▸ Your objective
Go through the material and copy every line in which "triggerFilenameTS" appears.

▸ The data
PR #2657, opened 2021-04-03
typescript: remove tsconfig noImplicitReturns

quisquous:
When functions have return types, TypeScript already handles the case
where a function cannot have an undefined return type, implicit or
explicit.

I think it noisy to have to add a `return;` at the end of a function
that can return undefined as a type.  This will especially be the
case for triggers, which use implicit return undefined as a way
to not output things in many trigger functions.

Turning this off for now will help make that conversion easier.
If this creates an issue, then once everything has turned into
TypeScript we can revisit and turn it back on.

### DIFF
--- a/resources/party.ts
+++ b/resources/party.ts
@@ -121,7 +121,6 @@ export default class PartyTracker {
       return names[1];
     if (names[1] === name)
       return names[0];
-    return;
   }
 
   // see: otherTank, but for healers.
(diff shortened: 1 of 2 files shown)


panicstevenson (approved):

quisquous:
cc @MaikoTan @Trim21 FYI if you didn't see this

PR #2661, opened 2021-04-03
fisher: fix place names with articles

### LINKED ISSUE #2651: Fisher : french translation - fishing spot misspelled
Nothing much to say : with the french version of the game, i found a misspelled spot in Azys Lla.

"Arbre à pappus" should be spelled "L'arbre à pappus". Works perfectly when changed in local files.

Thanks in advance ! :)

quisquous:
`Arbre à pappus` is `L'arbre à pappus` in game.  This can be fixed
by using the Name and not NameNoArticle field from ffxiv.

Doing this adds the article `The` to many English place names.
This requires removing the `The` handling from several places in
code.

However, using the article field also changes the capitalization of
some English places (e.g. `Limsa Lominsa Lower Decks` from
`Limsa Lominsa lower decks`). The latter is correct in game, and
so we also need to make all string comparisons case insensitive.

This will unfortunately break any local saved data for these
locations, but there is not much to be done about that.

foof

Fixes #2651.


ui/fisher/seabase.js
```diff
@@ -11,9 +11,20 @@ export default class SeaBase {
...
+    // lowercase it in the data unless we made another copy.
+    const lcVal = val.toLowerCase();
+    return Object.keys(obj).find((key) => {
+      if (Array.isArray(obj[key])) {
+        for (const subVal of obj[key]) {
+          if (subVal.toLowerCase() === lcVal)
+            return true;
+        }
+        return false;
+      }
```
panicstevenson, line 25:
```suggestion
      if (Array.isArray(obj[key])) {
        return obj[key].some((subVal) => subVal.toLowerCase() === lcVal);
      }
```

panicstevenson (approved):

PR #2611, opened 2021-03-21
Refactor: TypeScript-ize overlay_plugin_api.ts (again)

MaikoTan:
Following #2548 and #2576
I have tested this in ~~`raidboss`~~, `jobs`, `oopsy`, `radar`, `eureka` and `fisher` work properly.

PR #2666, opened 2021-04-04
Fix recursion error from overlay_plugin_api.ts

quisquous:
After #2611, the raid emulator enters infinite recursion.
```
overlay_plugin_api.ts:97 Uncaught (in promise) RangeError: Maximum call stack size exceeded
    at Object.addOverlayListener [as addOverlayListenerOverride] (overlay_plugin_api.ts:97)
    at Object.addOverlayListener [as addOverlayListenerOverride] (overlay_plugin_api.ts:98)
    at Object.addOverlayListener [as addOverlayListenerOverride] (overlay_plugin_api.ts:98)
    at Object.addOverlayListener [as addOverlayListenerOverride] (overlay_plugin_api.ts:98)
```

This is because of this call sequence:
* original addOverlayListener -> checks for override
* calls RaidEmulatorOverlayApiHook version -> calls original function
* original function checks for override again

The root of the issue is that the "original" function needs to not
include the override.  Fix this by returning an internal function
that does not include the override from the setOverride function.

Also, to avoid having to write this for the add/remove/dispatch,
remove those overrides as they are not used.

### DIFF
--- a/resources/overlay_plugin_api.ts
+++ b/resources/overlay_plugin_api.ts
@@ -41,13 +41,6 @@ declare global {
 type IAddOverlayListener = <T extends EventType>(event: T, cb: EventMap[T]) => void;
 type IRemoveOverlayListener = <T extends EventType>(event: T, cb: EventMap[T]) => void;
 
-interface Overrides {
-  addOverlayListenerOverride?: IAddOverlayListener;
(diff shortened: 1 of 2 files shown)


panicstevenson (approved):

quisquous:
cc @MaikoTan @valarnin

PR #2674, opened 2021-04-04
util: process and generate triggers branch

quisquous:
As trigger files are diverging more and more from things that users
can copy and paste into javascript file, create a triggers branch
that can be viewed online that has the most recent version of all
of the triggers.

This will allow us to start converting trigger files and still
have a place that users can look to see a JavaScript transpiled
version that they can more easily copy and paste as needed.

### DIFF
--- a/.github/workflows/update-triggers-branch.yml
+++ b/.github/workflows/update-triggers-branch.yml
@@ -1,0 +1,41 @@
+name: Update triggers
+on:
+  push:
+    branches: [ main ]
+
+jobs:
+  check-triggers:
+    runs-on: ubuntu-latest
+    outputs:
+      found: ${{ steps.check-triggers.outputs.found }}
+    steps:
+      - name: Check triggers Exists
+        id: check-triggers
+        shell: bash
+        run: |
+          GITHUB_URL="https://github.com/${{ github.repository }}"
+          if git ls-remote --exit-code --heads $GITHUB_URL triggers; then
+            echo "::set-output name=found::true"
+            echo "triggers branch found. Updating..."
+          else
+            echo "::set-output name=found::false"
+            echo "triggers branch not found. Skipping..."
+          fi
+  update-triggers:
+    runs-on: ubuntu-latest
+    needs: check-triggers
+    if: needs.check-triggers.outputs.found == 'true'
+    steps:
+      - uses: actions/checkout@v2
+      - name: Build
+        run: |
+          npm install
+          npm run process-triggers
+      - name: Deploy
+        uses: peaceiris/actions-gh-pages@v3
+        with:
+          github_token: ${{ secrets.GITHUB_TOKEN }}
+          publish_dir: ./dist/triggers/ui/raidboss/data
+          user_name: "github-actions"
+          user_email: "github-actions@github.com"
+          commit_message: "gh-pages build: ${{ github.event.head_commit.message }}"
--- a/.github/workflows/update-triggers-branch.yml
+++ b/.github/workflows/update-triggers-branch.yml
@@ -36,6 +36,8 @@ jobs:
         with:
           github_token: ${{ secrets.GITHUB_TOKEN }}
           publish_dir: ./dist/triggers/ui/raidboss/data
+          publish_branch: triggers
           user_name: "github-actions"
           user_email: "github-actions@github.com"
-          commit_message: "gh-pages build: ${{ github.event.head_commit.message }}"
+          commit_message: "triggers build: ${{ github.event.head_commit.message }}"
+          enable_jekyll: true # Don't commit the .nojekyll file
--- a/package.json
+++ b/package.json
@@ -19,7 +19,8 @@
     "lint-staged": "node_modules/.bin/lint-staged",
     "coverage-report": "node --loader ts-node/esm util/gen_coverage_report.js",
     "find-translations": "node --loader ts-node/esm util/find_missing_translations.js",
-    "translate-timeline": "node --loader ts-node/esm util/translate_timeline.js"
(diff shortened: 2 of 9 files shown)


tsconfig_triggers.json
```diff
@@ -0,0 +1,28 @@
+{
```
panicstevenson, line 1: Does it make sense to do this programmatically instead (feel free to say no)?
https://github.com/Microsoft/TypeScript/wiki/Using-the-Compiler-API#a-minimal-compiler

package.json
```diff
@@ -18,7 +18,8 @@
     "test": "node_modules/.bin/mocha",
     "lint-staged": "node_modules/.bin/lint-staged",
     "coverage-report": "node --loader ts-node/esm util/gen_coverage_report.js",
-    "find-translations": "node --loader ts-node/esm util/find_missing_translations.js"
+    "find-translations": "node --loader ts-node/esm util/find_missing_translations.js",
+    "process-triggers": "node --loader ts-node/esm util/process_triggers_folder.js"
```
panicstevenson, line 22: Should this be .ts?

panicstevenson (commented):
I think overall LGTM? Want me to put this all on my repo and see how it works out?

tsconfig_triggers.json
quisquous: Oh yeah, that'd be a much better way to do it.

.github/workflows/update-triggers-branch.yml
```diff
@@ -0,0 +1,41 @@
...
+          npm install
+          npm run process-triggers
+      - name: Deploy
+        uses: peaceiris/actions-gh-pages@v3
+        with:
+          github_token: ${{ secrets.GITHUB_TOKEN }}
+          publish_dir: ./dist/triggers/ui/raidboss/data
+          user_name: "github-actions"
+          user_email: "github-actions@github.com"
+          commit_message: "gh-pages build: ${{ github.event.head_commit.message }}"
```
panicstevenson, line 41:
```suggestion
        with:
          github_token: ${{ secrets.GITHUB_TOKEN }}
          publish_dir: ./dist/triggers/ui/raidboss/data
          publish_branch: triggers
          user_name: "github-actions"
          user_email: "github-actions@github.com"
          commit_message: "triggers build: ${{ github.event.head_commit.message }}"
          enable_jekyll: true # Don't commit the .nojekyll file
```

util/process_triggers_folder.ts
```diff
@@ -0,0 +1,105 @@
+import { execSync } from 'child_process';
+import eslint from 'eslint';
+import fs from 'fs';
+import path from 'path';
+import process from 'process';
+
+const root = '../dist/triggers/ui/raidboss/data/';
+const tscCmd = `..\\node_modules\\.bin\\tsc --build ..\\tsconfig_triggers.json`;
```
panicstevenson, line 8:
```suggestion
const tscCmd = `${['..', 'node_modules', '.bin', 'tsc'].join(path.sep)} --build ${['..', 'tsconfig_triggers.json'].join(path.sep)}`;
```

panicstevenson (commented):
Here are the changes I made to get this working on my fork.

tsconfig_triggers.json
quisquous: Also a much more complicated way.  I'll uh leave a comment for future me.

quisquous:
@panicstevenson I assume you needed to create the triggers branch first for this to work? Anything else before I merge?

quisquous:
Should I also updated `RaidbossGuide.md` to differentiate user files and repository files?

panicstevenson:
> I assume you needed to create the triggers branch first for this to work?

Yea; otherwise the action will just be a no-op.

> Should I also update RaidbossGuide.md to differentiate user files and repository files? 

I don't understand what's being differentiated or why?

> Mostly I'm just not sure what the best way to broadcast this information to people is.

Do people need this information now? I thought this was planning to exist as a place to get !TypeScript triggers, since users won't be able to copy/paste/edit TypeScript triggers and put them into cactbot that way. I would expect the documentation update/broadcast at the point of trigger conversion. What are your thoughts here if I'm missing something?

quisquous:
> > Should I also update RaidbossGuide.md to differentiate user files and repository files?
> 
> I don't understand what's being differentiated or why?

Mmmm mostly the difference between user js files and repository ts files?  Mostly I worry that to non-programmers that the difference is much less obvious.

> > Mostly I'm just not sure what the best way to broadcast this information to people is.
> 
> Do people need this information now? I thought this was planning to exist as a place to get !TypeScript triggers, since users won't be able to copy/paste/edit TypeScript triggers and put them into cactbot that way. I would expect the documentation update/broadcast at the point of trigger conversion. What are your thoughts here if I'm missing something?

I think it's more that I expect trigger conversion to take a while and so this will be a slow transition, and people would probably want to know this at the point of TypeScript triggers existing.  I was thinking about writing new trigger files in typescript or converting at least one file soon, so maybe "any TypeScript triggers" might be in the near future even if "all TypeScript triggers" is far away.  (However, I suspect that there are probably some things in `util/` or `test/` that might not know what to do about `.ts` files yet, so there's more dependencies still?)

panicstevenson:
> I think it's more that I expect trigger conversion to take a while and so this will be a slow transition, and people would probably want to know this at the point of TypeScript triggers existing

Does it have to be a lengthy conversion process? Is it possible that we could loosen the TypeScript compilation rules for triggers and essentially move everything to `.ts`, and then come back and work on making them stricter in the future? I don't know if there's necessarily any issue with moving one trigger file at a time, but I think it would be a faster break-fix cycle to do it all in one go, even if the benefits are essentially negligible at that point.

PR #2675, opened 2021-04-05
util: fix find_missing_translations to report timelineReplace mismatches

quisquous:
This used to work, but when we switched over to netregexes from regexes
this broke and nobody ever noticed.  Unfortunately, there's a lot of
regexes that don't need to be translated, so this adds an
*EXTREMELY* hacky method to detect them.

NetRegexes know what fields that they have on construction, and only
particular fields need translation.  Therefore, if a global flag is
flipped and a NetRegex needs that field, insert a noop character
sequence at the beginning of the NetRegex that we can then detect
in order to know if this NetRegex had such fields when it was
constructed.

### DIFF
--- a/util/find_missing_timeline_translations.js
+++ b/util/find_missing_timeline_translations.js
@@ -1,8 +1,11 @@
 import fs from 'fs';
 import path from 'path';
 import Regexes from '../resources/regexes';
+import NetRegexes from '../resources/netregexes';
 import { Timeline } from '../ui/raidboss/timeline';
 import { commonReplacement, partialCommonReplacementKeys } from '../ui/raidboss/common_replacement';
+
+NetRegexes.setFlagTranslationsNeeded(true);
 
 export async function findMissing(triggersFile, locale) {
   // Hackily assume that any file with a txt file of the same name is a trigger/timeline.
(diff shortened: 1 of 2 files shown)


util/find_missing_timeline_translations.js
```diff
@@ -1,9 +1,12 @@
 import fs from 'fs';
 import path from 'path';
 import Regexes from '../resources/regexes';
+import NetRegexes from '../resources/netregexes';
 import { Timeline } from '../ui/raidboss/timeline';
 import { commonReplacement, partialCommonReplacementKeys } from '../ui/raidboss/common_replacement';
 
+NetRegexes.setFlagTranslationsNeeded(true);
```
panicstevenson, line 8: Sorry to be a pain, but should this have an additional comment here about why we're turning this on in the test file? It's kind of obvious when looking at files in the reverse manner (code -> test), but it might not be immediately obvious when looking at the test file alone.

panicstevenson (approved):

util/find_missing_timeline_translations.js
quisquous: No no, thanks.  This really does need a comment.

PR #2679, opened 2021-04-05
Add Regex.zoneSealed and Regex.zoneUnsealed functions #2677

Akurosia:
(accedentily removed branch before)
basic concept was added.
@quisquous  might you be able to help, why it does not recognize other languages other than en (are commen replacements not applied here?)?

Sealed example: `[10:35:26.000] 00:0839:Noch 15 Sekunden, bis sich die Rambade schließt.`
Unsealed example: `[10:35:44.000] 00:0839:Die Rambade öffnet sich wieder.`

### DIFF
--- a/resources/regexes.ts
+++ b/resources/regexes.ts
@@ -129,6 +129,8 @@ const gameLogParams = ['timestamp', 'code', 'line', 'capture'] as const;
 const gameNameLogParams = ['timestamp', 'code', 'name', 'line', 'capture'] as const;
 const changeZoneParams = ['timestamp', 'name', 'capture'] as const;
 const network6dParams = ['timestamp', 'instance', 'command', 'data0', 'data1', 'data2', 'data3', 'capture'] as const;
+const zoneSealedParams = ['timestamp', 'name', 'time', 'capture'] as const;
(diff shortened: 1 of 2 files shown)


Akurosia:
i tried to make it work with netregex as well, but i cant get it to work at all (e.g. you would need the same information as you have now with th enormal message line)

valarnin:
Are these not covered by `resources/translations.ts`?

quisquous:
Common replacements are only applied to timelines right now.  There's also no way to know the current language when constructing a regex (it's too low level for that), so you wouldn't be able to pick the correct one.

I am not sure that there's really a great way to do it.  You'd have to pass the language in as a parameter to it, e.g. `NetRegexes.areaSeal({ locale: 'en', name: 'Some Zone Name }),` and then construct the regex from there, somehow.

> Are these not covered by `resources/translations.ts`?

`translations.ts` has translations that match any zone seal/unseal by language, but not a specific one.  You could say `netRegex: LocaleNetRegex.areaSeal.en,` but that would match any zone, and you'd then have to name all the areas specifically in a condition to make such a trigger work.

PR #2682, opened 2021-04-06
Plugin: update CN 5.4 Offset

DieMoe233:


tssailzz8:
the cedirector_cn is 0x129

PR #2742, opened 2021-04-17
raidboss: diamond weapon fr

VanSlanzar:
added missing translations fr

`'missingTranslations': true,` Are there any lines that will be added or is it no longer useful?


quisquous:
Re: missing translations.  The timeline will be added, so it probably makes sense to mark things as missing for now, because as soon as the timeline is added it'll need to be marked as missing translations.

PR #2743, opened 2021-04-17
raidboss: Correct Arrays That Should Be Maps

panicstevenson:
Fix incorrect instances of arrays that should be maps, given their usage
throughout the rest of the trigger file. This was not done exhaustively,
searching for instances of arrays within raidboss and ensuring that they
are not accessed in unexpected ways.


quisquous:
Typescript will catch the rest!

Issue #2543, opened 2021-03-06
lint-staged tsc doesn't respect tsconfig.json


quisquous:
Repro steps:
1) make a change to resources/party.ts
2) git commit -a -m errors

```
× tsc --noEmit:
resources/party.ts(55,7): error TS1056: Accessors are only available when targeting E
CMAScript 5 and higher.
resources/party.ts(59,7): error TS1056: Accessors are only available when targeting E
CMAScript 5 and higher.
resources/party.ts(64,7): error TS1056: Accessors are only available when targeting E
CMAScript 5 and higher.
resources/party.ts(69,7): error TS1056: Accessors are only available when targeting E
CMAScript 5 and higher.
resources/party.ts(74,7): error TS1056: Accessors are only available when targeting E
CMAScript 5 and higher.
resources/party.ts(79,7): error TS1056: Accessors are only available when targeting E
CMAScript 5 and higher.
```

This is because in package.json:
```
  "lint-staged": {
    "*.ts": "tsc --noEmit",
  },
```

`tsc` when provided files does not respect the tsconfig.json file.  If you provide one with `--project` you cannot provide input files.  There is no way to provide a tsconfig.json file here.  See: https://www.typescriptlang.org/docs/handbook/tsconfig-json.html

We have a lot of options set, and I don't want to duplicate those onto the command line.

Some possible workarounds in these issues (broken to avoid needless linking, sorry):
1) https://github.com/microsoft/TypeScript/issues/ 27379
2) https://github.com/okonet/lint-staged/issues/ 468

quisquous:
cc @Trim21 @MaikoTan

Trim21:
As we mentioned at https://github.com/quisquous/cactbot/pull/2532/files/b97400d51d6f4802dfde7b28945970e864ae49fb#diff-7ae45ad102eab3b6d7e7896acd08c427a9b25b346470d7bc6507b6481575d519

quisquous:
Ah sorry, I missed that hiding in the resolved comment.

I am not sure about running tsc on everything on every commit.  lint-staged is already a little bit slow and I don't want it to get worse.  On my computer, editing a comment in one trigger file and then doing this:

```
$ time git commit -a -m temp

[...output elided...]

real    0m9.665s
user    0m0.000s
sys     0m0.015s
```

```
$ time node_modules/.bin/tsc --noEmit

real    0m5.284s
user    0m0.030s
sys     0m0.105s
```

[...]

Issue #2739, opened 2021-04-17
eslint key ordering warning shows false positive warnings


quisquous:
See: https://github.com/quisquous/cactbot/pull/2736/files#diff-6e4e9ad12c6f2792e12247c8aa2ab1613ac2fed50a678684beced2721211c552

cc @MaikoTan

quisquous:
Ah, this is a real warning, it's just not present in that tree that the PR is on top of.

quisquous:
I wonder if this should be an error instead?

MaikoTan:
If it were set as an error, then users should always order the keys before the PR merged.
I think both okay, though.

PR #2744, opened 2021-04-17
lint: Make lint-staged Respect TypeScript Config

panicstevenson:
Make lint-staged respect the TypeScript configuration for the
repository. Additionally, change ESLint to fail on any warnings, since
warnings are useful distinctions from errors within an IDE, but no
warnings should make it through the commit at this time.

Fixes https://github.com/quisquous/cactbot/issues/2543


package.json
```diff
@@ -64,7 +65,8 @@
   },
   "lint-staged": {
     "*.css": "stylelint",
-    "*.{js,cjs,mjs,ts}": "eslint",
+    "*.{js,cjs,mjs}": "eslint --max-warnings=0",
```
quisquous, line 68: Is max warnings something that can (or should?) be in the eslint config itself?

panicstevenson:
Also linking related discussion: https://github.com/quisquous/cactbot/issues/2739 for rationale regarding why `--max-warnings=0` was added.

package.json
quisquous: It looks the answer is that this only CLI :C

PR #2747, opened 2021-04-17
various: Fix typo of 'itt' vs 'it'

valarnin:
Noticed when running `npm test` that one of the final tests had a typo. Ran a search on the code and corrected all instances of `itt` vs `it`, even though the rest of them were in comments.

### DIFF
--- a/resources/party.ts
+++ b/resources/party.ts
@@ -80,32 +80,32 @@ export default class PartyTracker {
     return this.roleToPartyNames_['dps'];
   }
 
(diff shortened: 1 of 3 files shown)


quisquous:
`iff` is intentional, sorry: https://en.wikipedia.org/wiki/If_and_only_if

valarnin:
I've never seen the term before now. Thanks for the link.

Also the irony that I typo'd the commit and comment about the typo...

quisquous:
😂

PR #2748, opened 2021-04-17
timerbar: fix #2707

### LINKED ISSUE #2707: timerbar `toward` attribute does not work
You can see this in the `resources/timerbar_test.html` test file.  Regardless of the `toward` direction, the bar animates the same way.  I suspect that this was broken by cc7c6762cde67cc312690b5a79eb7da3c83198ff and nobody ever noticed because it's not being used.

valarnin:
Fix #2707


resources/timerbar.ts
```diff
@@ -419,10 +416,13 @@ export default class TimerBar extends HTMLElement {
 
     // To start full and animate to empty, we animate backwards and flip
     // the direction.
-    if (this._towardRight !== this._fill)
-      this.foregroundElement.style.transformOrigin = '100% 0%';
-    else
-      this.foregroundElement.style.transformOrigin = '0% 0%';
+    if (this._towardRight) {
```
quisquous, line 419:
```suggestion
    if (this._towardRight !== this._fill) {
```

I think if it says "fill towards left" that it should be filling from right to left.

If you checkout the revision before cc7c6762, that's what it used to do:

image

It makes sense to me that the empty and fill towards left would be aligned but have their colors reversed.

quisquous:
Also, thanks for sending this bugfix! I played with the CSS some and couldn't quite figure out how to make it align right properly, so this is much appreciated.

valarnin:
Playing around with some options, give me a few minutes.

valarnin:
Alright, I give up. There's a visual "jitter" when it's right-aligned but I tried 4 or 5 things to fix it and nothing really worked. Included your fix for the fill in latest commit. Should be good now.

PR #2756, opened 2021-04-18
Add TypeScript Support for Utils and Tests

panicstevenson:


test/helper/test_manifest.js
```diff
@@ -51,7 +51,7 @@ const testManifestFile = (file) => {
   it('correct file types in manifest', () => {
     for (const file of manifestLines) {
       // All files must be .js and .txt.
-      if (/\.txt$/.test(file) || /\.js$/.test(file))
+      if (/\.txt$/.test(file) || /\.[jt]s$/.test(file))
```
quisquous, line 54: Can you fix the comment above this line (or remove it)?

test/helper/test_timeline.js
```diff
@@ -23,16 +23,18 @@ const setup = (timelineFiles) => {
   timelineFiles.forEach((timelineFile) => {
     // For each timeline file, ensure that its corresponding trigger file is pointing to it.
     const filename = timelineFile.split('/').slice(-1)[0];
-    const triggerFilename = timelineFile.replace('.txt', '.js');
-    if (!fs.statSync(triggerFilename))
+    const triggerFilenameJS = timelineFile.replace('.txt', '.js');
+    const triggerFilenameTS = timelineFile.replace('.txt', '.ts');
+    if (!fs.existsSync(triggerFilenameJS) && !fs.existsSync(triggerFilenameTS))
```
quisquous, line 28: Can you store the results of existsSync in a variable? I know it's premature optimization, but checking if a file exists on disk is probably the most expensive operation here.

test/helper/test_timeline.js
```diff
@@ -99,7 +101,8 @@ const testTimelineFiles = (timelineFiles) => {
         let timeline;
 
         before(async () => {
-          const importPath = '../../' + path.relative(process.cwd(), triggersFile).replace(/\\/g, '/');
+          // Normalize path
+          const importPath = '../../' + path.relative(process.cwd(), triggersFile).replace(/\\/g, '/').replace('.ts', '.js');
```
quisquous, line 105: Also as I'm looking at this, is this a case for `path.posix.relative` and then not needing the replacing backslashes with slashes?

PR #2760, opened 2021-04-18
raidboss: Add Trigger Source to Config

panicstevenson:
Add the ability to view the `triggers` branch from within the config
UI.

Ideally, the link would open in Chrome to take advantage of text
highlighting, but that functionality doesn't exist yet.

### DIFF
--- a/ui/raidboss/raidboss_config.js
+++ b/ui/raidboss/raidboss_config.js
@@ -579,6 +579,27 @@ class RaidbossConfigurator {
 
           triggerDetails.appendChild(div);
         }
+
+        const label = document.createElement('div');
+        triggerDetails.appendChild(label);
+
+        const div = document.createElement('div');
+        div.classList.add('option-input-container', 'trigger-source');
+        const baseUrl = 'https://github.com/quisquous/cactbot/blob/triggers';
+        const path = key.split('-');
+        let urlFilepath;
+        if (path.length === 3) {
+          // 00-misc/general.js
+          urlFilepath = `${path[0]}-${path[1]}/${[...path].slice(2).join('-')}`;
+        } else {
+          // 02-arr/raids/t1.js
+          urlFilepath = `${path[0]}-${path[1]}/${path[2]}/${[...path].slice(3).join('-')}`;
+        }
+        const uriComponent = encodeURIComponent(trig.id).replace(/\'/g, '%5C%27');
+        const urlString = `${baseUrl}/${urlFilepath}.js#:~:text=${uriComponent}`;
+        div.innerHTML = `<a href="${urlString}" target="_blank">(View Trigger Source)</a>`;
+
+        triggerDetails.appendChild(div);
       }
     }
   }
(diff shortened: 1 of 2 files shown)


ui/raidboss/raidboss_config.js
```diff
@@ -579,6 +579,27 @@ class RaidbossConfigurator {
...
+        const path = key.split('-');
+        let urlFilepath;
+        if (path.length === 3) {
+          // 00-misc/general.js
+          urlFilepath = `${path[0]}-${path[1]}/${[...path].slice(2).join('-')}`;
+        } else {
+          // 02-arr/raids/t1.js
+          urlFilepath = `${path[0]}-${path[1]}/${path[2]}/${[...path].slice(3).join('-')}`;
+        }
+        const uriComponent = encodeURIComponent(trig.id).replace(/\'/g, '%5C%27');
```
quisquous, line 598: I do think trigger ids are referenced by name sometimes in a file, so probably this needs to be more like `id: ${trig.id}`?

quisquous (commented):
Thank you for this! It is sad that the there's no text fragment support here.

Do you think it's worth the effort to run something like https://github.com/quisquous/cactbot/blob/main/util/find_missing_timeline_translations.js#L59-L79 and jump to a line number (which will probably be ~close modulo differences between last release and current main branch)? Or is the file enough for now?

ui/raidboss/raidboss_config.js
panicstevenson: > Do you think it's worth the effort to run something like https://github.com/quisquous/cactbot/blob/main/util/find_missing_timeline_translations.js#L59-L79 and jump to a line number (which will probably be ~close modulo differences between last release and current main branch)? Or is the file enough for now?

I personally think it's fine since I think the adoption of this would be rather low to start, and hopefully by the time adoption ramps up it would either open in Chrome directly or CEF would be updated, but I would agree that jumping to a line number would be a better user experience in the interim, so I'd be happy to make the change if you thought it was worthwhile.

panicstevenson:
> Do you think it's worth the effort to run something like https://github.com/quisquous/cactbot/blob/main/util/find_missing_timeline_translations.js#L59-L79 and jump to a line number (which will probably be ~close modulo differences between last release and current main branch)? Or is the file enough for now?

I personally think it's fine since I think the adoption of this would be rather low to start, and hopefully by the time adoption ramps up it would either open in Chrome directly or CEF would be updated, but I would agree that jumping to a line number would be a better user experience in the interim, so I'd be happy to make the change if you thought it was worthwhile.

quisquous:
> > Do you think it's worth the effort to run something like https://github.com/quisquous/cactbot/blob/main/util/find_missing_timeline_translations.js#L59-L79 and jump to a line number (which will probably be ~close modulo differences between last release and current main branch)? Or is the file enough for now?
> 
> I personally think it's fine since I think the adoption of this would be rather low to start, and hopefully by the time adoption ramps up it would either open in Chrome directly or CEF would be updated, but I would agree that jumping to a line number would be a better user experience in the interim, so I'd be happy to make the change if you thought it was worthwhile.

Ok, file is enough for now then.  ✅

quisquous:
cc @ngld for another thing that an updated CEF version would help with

▸ Worked solution
+    const triggerFilenameTS = timelineFile.replace('.txt', '.ts');
+    if (!fs.existsSync(triggerFilenameJS) && !fs.existsSync(triggerFilenameTS))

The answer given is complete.